==== Records for the exercise

PR #357, opened 2026-07-06
fix(prompts): refresh all prompts after tracking fanout query

### LINKED ISSUE #345: fix(prompts): tracking a Query Fan-out sub-query doesn't refresh the All Prompts list
## Problem

On the Prompts page, clicking **+** (Track) on a row in the **Query Fan-out** tab does add the sub-query as a tracked prompt — but the **All Prompts** tab still shows the old list. A user who switches to All Prompts to confirm the addition doesn't see the new prompt and concludes it wasn't added. The prompt *is* there (a page reload or brand switch reveals it); only the in-memory list is stale.

## Root cause (from the code)

The Prompts page is a client component that loads the All Prompts data once into local state, and the Query Fan-out tab refreshes only *its own* data after a track — the two never talk to each other.

- The page holds `allPrompts` in `useState` and populates it in `loadData()`; every other mutating action on the page (`analyze`, `refresh`, etc.) calls `await loadData()` afterwards to re-sync. See [`web/src/app/[locale]/(dashboard)/dashboard/prompts/page.tsx`](https://github.com/ansvisor/ansvisor/blob/main/web/src/app/%5Blocale%5D/(dashboard)/dashboard/prompts/page.tsx) — `allPrompts` / `setAllPrompts`, `loadData`, and the `<QueryFanoutTab brandId={activeBrandId} />` render (which is passed **no** refresh callback).
- The fan-out tab's track handler adds the prompt and then reloads only the fan-out aggregation (so its own row flips to **Tracked ✓**), but it has no way to tell the page to refresh `allPrompts`. See [`web/src/app/[locale]/(dashboard)/dashboard/prompts/_fanout-tab.tsx`](https://github.com/ansvisor/ansvisor/blob/main/web/src/app/%5Blocale%5D/(dashboard)/dashboard/prompts/_fanout-tab.tsx) — `handleTrack` → `trackFanoutQuery` → `await load()`.
- `trackFanoutQuery` calls `revalidatePath('/dashboard/prompts')` ([`web/src/lib/actions/fanout.ts`](https://github.com/ansvisor/ansvisor/blob/main/web/src/lib/actions/fanout.ts)), but the page keeps its list in client `useState`, so path revalidation doesn't re-sync that in-memory state without a navigation/refresh.

## Proposed change

Give the fan-out tab a way to trigger the page's existing refresh so the All Prompts list reflects the new prompt immediately:

- Add an `onTracked?: () => void` (or `onTracked?: () => Promise<void>`) prop to `QueryFanoutTab`, called after a successful `trackFanoutQuery`.
- Wire it at the render site to the page's `loadData` (mirrors how the analyze/refresh actions already re-sync): `<QueryFanoutTab brandId={activeBrandId} onTracked={loadData} />`.

That's the whole fix — no new data flow, just reusing the page's `loadData`. (Optionally, only re-fetch the prompt list rather than all page data if a lighter refresh is preferred.)

## How to test

1. Prompts → **Query Fan-out**, click **+** on an untracked sub-query → toast confirms, the row flips to **Tracked ✓**.
2. Switch to **All Prompts** *without reloading the page* → the newly tracked sub-query now appears in the list (previously it did not until a manual reload).
3. The KPI/"unanalyzed keywords" counts that derive from `allPrompts` also reflect the new prompt.

## Notes

- Small, self-contained UI wiring — good first issue.

AyushSrivastava1818:
## Summary

Refresh the parent Prompts page after successfully tracking a Query Fan-out sub-query.

This PR adds an optional `onTracked` callback to `QueryFanoutTab` and invokes it after a successful `trackFanoutQuery` operation. The parent `Prompts` page passes its existing `loadData` function as the callback, ensuring the **All Prompts** list and related metrics are refreshed immediately without requiring a manual page reload.

## Related issue

Closes #345

## Type of change

- [x] `fix` — Bug fix
- [ ] `feat` — New feature

## Checklist

- [x] `yarn lint` passes (run from `web/`) *(warnings only, no errors)*
- [ ] `yarn typecheck` passes (requires project environment setup)

### DIFF
--- a/web/src/app/[locale]/(dashboard)/dashboard/prompts/_fanout-tab.tsx
+++ b/web/src/app/[locale]/(dashboard)/dashboard/prompts/_fanout-tab.tsx
@@ -30,7 +30,12 @@ function platformLabel(slug: string): string {
   return PLATFORM_LABELS[slug] ?? slug;
 }
 
-export function QueryFanoutTab({ brandId }: { brandId: string }) {
+type QueryFanoutTabProps = {
+  brandId: string;
+  onTracked?: () => void | Promise<void>;
+};
+
+export function QueryFanoutTab({ brandId, onTracked }: QueryFanoutTabProps) {
   const [data, setData] = useState<QueryFanoutData | null>(null);
   const [loading, setLoading] = useState(true);
   const [addingKey, setAddingKey] = useState<string | null>(null);
@@ -59,7 +64,6 @@ export function QueryFanoutTab({ brandId }: { brandId: string }) {
       setLoading(false);
     }
   }, [brandId]);
-
   useEffect(() => {
     load();
   }, [load]);
@@ -73,8 +77,9 @@ export function QueryFanoutTab({ brandId }: { brandId: string }) {
     try {
       await trackFanoutQuery(brandId, query);
       toast.success('Added as a tracked prompt');
-      setPage(1);
       await load();
+      setPage(1);
+      await onTracked?.();
     } catch (err) {
       toast.error(err instanceof Error ? err.message : 'Failed to track this query');
     } finally {
--- a/web/src/app/[locale]/(dashboard)/dashboard/prompts/page.tsx
+++ b/web/src/app/[locale]/(dashboard)/dashboard/prompts/page.tsx
@@ -619,7 +619,7 @@ export default function PromptsPage() {
 
         {/* ─── Query Fan-out tab ───────────────────────────────────────── */}
         <TabsContent value="fanout" className="mt-4">
-          {activeBrandId && <QueryFanoutTab brandId={activeBrandId} />}
+          {activeBrandId && <QueryFanoutTab brandId={activeBrandId} onTracked={loadData} />}
         </TabsContent>
 
         {/* ─── Insights tab ────────────────────────────────────────────── */}


gkhngyk (changes requested):
Nice — this is exactly the right fix for #345 (the `onTracked` → `loadData` wiring, and the parent passing `loadData`). 🙌

One thing before it can merge: PR #355 (the "High frequency" pagination) landed in `_fanout-tab.tsx` after you branched, so this now conflicts with `main` (GitHub shows it as not mergeable). Please rebase onto the latest `main` and resolve `_fanout-tab.tsx`, keeping **both** the new pagination code and your `onTracked` wiring — in `handleTrack` that means keeping `setPage(1)` and adding `await onTracked?.()` after `await load()`.

Once it's rebased and green I'll re-review. Thanks!

AyushSrivastava1818:
Thanks! I've rebased onto the latest main, resolved the conflict, and kept both the pagination change (setPage(1)) and the onTracked refresh callback as requested. The branch has been force-pushed and is ready for another look.

gkhngyk (approved):
Thanks for the rebase — the conflict's resolved cleanly (`handleTrack` keeps both `setPage(1)` from the pagination work and the new `await onTracked?.()`), it's mergeable, and Prettier's happy. The All Prompts list now refreshes right after tracking a fan-out sub-query. LGTM! 🎉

========

# Task details
From the first line of the records through the line with "## Proposed change", retype everything word for word, including both ends.

# Exercise output
PR #357, opened 2026-07-06
fix(prompts): refresh all prompts after tracking fanout query

### LINKED ISSUE #345: fix(prompts): tracking a Query Fan-out sub-query doesn't refresh the All Prompts list
## Problem

On the Prompts page, clicking **+** (Track) on a row in the **Query Fan-out** tab does add the sub-query as a tracked prompt — but the **All Prompts** tab still shows the old list. A user who switches to All Prompts to confirm the addition doesn't see the new prompt and concludes it wasn't added. The prompt *is* there (a page reload or brand switch reveals it); only the in-memory list is stale.

## Root cause (from the code)

The Prompts page is a client component that loads the All Prompts data once into local state, and the Query Fan-out tab refreshes only *its own* data after a track — the two never talk to each other.

- The page holds `allPrompts` in `useState` and populates it in `loadData()`; every other mutating action on the page (`analyze`, `refresh`, etc.) calls `await loadData()` afterwards to re-sync. See [`web/src/app/[locale]/(dashboard)/dashboard/prompts/page.tsx`](https://github.com/ansvisor/ansvisor/blob/main/web/src/app/%5Blocale%5D/(dashboard)/dashboard/prompts/page.tsx) — `allPrompts` / `setAllPrompts`, `loadData`, and the `<QueryFanoutTab brandId={activeBrandId} />` render (which is passed **no** refresh callback).
- The fan-out tab's track handler adds the prompt and then reloads only the fan-out aggregation (so its own row flips to **Tracked ✓**), but it has no way to tell the page to refresh `allPrompts`. See [`web/src/app/[locale]/(dashboard)/dashboard/prompts/_fanout-tab.tsx`](https://github.com/ansvisor/ansvisor/blob/main/web/src/app/%5Blocale%5D/(dashboard)/dashboard/prompts/_fanout-tab.tsx) — `handleTrack` → `trackFanoutQuery` → `await load()`.
- `trackFanoutQuery` calls `revalidatePath('/dashboard/prompts')` ([`web/src/lib/actions/fanout.ts`](https://github.com/ansvisor/ansvisor/blob/main/web/src/lib/actions/fanout.ts)), but the page keeps its list in client `useState`, so path revalidation doesn't re-sync that in-memory state without a navigation/refresh.

## Proposed change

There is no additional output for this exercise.